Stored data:
PR #4079, opened 2024-03-20
GEN-1950 - fix(ProductReviewsMetadataProvider): make sure we have one atom for product

guilhermespopolin:
## Describe your changes

- Fix an issue where the same average rating data were being used for multiple products

https://github.com/HedvigInsurance/racoon/assets/19200662/3b7fbf87-7c38-4199-b6e9-ab4689e6f5eb

That happen becuase product reviews atom were being hydrated only once. We need to make sure we have a product reviews
atom per product.

### DIFF
--- a/apps/store/src/features/memberReviews/ProductReviewsMetadataProvider.tsx
+++ b/apps/store/src/features/memberReviews/ProductReviewsMetadataProvider.tsx
@@ -1,18 +1,24 @@
 'use client'
 import { atom, useAtomValue } from 'jotai'
-import { useHydrateAtoms } from 'jotai/utils'
+import { useHydrateAtoms, atomFamily } from 'jotai/utils'
 import { type PropsWithChildren } from 'react'
+import { useProductData } from '@/components/ProductData/ProductDataProvider'
 import type { ReviewsMetadata } from './memberReviews.types'
 
-const productReviewsMetadataAtom = atom<ReviewsMetadata | null>(null)
+// eslint-disable-next-line @typescript-eslint/no-unused-vars
+const productReviewsMetadataAtomFamily = atomFamily((productName: string) =>
+  atom<ReviewsMetadata | null>(null),
+)
 
 type Props = PropsWithChildren<{ productReviewsMetadata: ReviewsMetadata | null }>
 
 export const ProductReviewsMetadataProvider = ({ children, productReviewsMetadata }: Props) => {
-  useHydrateAtoms([[productReviewsMetadataAtom, productReviewsMetadata]])
+  const productData = useProductData()
+  useHydrateAtoms([[productReviewsMetadataAtomFamily(productData.name), productReviewsMetadata]])
   return children
 }
 
 export const useProuctReviewsMetadata = () => {
-  return useAtomValue(productReviewsMetadataAtom)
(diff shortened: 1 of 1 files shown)


guilhermespopolin:
* **#4079** <a href="https://app.graphite.dev/github/pr/HedvigInsurance/racoon/4079?utm_source=stack-comment-icon" target="_blank">Graphite</a> 👈
* `main`

<h2></h2>

apps/store/src/features/memberReviews/ProductReviewsMetadataProvider.tsx
```diff
@@ -1,18 +1,24 @@
...
 import { atom, useAtomValue } from 'jotai'
-import { useHydrateAtoms } from 'jotai/utils'
+import { useHydrateAtoms, atomFamily } from 'jotai/utils'
 import { type PropsWithChildren } from 'react'
+import { useProductData } from '@/components/ProductData/ProductDataProvider'
 import type { ReviewsMetadata } from './memberReviews.types'
 
-const productReviewsMetadataAtom = atom<ReviewsMetadata | null>(null)
+// eslint-disable-next-line @typescript-eslint/no-unused-vars
+const productReviewsMetadataAtomFamily = atomFamily((productName: string) =>
```
Youakeem, line 9: I am not sure I understand why we need to pass `productName` if it's not being used in the atom

guilhermespopolin: TL;DR: That's a bummer but it's just how there API works. That's the way to have an atom for each product but we don't actually need to use the `productName` during atom creation.

Yeah, that's confusing. That one of the things it makes me think with jotai only adds more confusion when compared with plain react context. The thing here is that we need a `productReviewsMetadataAtom` for each product. If we keep only one atom there will be issues because they only hydrate (get initialize) once on the client. So if you start your journey by visiting _car insurance_ product page for example, `productReviewsMetadata` atom will be initialize with _car insurance_ related info and never change it's content while doing page transitions. So by visiting _home insurance_ you'll see _car insurance_ related data still.

Youakeem: I see, would changing how the atom is structured to something like a table which maps a product id/name to it's reviews solve this problem? We would have only one atom let's say we call it `productsReviewsMetaData` but we'll be able to select which product reviews to display.

guilhermespopolin: Yes, that would also works. But can we get this merged this and then I can add that in another PR? People are waiting for this for some time already :)

Youakeem (approved):

apps/store/src/features/memberReviews/ProductReviewsMetadataProvider.tsx
Youakeem: Sure thing! Just approved!

guilhermespopolin:
### Merge activity

* **Mar 20, 10:56 AM EDT**: @guilhermespopolin started a stack merge that includes this pull request via [Graphite](https://app.graphite.dev/github/pr/HedvigInsurance/racoon/4079).

PR #339, opened 2023-06-01
itkdev: dashboard props updates

sinejespersen:
#### Link to issue

n/a

#### Description

A lot of props changed in, so this pr matches that: 
https://github.com/danskernesdigitalebibliotek/dpl-react/pull/462

Also, added missing config and moved ereolen-url-config to GS

and moved ereolen_my_page_url to general settings and added it to the yml instead of hardcoded config 🐶
#### Screenshot of the result

n/a 

#### Checklist

n/a


web/modules/custom/dpl_patron_page/src/Plugin/Block/PatronPageBlock.php
```diff
@@ -103,7 +97,7 @@ public function build() {
       'pause-reservation-start-date-config' => $dateConfig,
       'pincode-length-max-config' => $patron_page_settings->get('pincode_length_max'),
       'pincode-length-min-config' => $patron_page_settings->get('pincode_length_min'),
-      'text-notifications-enabled-config' => (int) $this->textNotificationsEnabled(),
+      'text-notifications-enabled-config' => (int) $this->reservationSettings->smsNotificationsIsEnabled(),
```
cableman, line 100: This will not work you have to loadConfig first into variable as with the `patron_page_settings`

cableman (changes requested):

cableman (approved):

web/modules/custom/dpl_dashboard/src/Form/DashboardSettingsForm.php
```diff
@@ -108,6 +108,12 @@ public function buildForm(array $form, FormStateInterface $form_state): array {
       '#default_value' => $config->get('reservations_url') ?? '',
     ];
 
+    $form['settings']['fees_url'] = [
+      '#type' => 'url',
+      '#title' => $this->t('Fees url', [], ['context' => 'Dashboard (settings)']),
+      '#default_value' => $config->get('fees_url') ?? '',
+    ];
```
spaceo, line 115: Still find it odd with no validation. Will the app work if this is just partially filled?

web/modules/custom/dpl_patron_page/src/Plugin/Block/PatronPageBlock.php
spaceo, line 100: How was it with this setting? Fo we have it twice in the admin now or did someone fix it?

sinejespersen: This is me fixing it

web/modules/custom/dpl_dashboard/src/Form/DashboardSettingsForm.php
sinejespersen: We will discuss this with fddf during the e2e-test

PR #355, opened 2023-06-12
Feature/remove favorites list mc config

sinejespersen:
#### Link to issue

n/a

#### Description

Remove unused config
add missing props

#### Screenshot of the result

n/a

#### Checklist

ASSIGNMENT: Transcribe each entry precisely, missing none.

RESULT OF THE TASK:
PR #4079, opened 2024-03-20
GEN-1950 - fix(ProductReviewsMetadataProvider): make sure we have one atom for product

guilhermespopolin:
## Describe your changes

- Fix an issue where the same average rating data were being used for multiple products

https://github.com/HedvigInsurance/racoon/assets/19200662/3b7fbf87-7c38-4199-b6e9-ab4689e6f5eb

That happen becuase product reviews atom were being hydrated only once. We need to make sure we have a product reviews
atom per product.

### DIFF
--- a/apps/store/src/features/memberReviews/ProductReviewsMetadataProvider.tsx
+++ b/apps/store/src/features/memberReviews/ProductReviewsMetadataProvider.tsx
@@ -1,18 +1,24 @@
 'use client'
 import { atom, useAtomValue } from 'jotai'
-import { useHydrateAtoms } from 'jotai/utils'
+import { useHydrateAtoms, atomFamily } from 'jotai/utils'
 import { type PropsWithChildren } from 'react'
+import { useProductData } from '@/components/ProductData/ProductDataProvider'
 import type { ReviewsMetadata } from './memberReviews.types'
 
-const productReviewsMetadataAtom = atom<ReviewsMetadata | null>(null)
+// eslint-disable-next-line @typescript-eslint/no-unused-vars
+const productReviewsMetadataAtomFamily = atomFamily((productName: string) =>
+  atom<ReviewsMetadata | null>(null),
+)
 
 type Props = PropsWithChildren<{ productReviewsMetadata: ReviewsMetadata | null }>
 
 export const ProductReviewsMetadataProvider = ({ children, productReviewsMetadata }: Props) => {
-  useHydrateAtoms([[productReviewsMetadataAtom, productReviewsMetadata]])
+  const productData = useProductData()
+  useHydrateAtoms([[productReviewsMetadataAtomFamily(productData.name), productReviewsMetadata]])
   return children
 }
 
 export const useProuctReviewsMetadata = () => {
-  return useAtomValue(productReviewsMetadataAtom)
(diff shortened: 1 of 1 files shown)


guilhermespopolin:
* **#4079** <a href="https://app.graphite.dev/github/pr/HedvigInsurance/racoon/4079?utm_source=stack-comment-icon" target="_blank">Graphite</a> 👈
* `main`

<h2></h2>

apps/store/src/features/memberReviews/ProductReviewsMetadataProvider.tsx
```diff
@@ -1,18 +1,24 @@
...
 import { atom, useAtomValue } from 'jotai'
-import { useHydrateAtoms } from 'jotai/utils'
+import { useHydrateAtoms, atomFamily } from 'jotai/utils'
 import { type PropsWithChildren } from 'react'
+import { useProductData } from '@/components/ProductData/ProductDataProvider'
 import type { ReviewsMetadata } from './memberReviews.types'
 
-const productReviewsMetadataAtom = atom<ReviewsMetadata | null>(null)
+// eslint-disable-next-line @typescript-eslint/no-unused-vars
+const productReviewsMetadataAtomFamily = atomFamily((productName: string) =>
```
Youakeem, line 9: I am not sure I understand why we need to pass `productName` if it's not being used in the atom

guilhermespopolin: TL;DR: That's a bummer but it's just how there API works. That's the way to have an atom for each product but we don't actually need to use the `productName` during atom creation.

Yeah, that's confusing. That one of the things it makes me think with jotai only adds more confusion when compared with plain react context. The thing here is that we need a `productReviewsMetadataAtom` for each product. If we keep only one atom there will be issues because they only hydrate (get initialize) once on the client. So if you start your journey by visiting _car insurance_ product page for example, `productReviewsMetadata` atom will be initialize with _car insurance_ related info and never change it's content while doing page transitions. So by visiting _home insurance_ you'll see _car insurance_ related data still.

Youakeem: I see, would changing how the atom is structured to something like a table which maps a product id/name to it's reviews solve this problem? We would have only one atom let's say we call it `productsReviewsMetaData` but we'll be able to select which product reviews to display.

guilhermespopolin: Yes, that would also works. But can we get this merged this and then I can add that in another PR? People are waiting for this for some time already :)

Youakeem (approved):

apps/store/src/features/memberReviews/ProductReviewsMetadataProvider.tsx
Youakeem: Sure thing! Just approved!

guilhermespopolin:
### Merge activity

* **Mar 20, 10:56 AM EDT**: @guilhermespopolin started a stack merge that includes this pull request via [Graphite](https://app.graphite.dev/github/pr/HedvigInsurance/racoon/4079).

PR #339, opened 2023-06-01
itkdev: dashboard props updates

sinejespersen:
#### Link to issue

n/a

#### Description

A lot of props changed in, so this pr matches that: 
https://github.com/danskernesdigitalebibliotek/dpl-react/pull/462

Also, added missing config and moved ereolen-url-config to GS

and moved ereolen_my_page_url to general settings and added it to the yml instead of hardcoded config 🐶
#### Screenshot of the result

n/a 

#### Checklist

n/a


web/modules/custom/dpl_patron_page/src/Plugin/Block/PatronPageBlock.php
```diff
@@ -103,7 +97,7 @@ public function build() {
       'pause-reservation-start-date-config' => $dateConfig,
       'pincode-length-max-config' => $patron_page_settings->get('pincode_length_max'),
       'pincode-length-min-config' => $patron_page_settings->get('pincode_length_min'),
-      'text-notifications-enabled-config' => (int) $this->textNotificationsEnabled(),
+      'text-notifications-enabled-config' => (int) $this->reservationSettings->smsNotificationsIsEnabled(),
```
cableman, line 100: This will not work you have to loadConfig first into variable as with the `patron_page_settings`

cableman (changes requested):

cableman (approved):

web/modules/custom/dpl_dashboard/src/Form/DashboardSettingsForm.php
```diff
@@ -108,6 +108,12 @@ public function buildForm(array $form, FormStateInterface $form_state): array {
       '#default_value' => $config->get('reservations_url') ?? '',
     ];
 
+    $form['settings']['fees_url'] = [
+      '#type' => 'url',
+      '#title' => $this->t('Fees url', [], ['context' => 'Dashboard (settings)']),
+      '#default_value' => $config->get('fees_url') ?? '',
+    ];
```
spaceo, line 115: Still find it odd with no validation. Will the app work if this is just partially filled?

web/modules/custom/dpl_patron_page/src/Plugin/Block/PatronPageBlock.php
spaceo, line 100: How was it with this setting? Fo we have it twice in the admin now or did someone fix it?

sinejespersen: This is me fixing it

web/modules/custom/dpl_dashboard/src/Form/DashboardSettingsForm.php
sinejespersen: We will discuss this with fddf during the e2e-test

PR #355, opened 2023-06-12
Feature/remove favorites list mc config

sinejespersen:
#### Link to issue

n/a

#### Description

Remove unused config
add missing props

#### Screenshot of the result

n/a

#### Checklist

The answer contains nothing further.